Using the records below, copy every line that holds the string "incremental".

── RECORDS SHOWN ──

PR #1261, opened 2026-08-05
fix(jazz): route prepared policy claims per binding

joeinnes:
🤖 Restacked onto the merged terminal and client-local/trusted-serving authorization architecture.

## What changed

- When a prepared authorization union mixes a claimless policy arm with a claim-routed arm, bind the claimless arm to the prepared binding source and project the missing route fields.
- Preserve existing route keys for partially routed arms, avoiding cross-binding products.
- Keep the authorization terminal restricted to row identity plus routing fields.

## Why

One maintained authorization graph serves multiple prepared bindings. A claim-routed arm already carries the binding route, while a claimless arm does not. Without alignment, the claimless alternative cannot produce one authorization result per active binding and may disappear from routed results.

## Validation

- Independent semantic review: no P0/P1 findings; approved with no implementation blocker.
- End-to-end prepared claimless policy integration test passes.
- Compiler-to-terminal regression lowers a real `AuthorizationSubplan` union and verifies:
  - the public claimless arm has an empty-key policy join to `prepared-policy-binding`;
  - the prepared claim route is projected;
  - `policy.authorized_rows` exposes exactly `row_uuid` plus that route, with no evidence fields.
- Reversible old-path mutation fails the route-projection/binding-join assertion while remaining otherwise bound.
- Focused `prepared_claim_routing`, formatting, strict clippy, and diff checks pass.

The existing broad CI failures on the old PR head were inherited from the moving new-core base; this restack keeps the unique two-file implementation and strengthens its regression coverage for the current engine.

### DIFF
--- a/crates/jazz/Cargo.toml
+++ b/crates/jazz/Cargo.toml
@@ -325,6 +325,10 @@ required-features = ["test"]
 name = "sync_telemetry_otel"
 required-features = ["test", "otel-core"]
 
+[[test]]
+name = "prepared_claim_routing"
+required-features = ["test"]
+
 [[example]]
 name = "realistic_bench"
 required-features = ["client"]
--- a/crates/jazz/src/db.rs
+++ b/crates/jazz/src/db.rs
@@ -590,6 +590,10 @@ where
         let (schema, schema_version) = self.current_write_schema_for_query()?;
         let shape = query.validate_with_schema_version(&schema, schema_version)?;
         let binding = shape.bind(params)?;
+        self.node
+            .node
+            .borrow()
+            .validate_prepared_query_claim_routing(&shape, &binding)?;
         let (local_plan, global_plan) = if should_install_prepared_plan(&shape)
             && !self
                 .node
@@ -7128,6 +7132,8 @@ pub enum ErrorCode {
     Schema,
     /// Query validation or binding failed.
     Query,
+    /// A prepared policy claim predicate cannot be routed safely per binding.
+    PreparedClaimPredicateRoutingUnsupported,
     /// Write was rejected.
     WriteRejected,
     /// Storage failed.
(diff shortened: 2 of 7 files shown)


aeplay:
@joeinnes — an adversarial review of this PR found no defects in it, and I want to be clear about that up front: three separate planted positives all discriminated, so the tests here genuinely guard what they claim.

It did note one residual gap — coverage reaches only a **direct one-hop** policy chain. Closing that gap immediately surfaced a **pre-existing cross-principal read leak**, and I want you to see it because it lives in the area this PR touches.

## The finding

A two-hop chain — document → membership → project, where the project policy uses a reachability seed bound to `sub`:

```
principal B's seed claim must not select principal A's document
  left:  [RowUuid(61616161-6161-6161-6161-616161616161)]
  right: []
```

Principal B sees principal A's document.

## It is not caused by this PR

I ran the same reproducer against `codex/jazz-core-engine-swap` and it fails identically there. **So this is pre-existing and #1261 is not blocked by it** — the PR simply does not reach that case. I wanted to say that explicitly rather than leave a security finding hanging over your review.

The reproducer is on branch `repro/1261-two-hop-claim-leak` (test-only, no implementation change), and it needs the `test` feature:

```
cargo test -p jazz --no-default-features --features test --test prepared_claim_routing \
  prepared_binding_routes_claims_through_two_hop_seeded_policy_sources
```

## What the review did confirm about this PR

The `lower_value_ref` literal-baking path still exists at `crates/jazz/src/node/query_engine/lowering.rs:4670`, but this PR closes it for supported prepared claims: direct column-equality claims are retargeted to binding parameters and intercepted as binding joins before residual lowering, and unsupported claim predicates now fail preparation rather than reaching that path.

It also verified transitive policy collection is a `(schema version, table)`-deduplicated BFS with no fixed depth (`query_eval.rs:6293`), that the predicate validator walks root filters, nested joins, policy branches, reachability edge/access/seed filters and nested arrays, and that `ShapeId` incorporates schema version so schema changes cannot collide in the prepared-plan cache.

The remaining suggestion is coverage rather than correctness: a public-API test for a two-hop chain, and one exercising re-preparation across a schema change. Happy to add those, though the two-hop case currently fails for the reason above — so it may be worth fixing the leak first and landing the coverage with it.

───
── RECORDS SHOWN ──

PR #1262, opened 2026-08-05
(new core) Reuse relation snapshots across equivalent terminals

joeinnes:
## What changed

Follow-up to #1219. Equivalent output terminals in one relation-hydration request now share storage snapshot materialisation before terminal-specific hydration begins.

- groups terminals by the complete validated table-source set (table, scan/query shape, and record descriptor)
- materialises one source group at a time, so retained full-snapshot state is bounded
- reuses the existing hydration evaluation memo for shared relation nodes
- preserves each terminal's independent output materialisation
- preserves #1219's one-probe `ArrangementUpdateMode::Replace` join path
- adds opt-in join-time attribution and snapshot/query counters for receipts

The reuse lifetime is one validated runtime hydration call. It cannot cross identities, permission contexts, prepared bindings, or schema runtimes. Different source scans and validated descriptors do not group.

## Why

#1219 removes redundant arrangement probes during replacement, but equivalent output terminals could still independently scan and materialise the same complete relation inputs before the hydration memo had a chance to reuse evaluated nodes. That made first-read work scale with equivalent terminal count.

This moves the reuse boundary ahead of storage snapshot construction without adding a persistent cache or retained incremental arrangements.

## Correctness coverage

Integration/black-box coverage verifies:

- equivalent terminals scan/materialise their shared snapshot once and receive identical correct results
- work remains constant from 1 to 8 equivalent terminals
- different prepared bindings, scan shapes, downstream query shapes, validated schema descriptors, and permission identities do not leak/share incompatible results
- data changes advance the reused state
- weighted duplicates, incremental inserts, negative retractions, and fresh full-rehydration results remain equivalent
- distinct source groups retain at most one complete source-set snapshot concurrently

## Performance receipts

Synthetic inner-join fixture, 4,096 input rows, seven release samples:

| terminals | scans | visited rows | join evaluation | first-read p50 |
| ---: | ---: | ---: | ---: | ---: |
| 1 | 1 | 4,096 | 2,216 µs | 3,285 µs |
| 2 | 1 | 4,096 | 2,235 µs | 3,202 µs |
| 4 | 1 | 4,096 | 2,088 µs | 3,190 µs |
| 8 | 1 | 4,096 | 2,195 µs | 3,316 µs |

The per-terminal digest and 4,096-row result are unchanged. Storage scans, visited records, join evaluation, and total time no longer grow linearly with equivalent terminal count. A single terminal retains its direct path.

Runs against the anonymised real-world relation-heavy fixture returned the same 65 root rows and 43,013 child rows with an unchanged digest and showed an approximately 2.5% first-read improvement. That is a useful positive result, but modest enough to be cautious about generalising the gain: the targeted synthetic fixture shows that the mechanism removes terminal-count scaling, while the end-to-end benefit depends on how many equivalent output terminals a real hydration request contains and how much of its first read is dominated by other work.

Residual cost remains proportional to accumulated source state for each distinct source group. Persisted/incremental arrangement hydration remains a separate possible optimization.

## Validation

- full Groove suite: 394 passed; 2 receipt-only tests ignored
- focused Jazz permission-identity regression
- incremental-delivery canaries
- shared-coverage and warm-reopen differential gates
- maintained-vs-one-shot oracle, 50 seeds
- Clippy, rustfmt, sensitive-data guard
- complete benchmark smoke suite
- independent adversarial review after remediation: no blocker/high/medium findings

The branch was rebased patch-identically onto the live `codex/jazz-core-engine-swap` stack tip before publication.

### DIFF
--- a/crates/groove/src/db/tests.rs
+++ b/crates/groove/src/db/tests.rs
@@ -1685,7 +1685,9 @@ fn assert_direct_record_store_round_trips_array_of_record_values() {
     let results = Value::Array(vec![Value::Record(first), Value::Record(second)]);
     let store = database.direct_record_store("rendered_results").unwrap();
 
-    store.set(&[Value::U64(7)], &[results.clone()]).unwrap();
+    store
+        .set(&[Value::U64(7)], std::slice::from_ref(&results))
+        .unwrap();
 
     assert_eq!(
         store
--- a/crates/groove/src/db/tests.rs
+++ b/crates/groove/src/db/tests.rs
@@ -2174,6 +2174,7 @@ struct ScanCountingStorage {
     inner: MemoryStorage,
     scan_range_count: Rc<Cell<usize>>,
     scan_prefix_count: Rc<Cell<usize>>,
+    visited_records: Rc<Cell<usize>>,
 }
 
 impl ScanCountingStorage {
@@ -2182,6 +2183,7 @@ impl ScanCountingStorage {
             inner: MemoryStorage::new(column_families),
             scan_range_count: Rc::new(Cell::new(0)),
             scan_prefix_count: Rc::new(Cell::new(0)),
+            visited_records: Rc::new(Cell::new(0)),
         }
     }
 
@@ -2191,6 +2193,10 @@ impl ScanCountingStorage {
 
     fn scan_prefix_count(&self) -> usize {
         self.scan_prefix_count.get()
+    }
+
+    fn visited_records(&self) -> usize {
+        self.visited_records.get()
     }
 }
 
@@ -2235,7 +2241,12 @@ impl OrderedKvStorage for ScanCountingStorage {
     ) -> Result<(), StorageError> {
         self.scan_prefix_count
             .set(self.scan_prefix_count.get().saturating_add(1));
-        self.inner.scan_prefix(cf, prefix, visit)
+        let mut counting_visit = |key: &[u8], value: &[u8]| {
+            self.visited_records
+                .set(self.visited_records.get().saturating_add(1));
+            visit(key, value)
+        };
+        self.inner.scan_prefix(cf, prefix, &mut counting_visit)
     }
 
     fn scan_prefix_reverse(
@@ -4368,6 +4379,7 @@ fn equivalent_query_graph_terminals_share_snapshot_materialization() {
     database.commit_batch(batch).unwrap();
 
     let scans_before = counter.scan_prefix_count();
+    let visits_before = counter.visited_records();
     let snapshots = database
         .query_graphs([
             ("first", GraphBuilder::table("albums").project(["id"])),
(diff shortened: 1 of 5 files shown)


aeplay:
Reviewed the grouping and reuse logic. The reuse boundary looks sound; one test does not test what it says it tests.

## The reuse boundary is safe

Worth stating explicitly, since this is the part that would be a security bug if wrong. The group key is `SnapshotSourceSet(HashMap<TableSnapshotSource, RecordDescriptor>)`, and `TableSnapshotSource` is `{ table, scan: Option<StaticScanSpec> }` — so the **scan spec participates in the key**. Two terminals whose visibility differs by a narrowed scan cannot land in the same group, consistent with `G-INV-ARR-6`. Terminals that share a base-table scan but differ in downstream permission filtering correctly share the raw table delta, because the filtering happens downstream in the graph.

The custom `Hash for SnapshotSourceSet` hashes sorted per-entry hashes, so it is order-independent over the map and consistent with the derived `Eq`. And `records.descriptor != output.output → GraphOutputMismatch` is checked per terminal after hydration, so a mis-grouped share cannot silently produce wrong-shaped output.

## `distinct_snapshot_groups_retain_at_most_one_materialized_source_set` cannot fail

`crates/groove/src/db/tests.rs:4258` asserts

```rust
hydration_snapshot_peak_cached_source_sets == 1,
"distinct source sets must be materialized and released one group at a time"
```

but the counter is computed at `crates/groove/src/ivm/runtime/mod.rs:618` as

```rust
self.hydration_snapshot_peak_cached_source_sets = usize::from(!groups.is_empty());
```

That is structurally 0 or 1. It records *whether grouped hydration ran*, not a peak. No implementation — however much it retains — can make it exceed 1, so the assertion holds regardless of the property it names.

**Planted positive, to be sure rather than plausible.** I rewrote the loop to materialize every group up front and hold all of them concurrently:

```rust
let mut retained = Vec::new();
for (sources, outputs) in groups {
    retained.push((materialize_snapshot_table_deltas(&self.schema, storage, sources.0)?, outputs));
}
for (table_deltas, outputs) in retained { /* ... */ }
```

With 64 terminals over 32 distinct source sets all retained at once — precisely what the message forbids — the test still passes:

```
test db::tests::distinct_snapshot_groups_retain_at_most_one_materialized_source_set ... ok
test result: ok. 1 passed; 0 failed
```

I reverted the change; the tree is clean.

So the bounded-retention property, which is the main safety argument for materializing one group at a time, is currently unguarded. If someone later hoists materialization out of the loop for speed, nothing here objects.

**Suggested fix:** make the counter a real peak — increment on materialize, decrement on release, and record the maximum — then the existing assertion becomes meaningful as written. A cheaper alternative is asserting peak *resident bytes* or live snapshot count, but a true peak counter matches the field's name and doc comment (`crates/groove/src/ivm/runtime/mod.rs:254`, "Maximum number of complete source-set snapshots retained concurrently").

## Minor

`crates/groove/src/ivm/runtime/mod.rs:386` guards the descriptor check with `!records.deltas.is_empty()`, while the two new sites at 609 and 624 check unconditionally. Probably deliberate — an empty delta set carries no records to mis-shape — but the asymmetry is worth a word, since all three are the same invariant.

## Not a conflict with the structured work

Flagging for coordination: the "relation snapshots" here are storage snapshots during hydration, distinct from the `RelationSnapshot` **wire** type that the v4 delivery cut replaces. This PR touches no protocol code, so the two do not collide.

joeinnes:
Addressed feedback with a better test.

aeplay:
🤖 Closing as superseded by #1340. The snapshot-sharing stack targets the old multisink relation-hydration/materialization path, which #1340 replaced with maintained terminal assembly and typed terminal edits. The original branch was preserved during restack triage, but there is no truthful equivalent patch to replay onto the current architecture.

───

◆ RESPONSE
This moves the reuse boundary ahead of storage snapshot construction without adding a persistent cache or retained incremental arrangements.
- weighted duplicates, incremental inserts, negative retractions, and fresh full-rehydration results remain equivalent
Residual cost remains proportional to accumulated source state for each distinct source group. Persisted/incremental arrangement hydration remains a separate possible optimization.
- incremental-delivery canaries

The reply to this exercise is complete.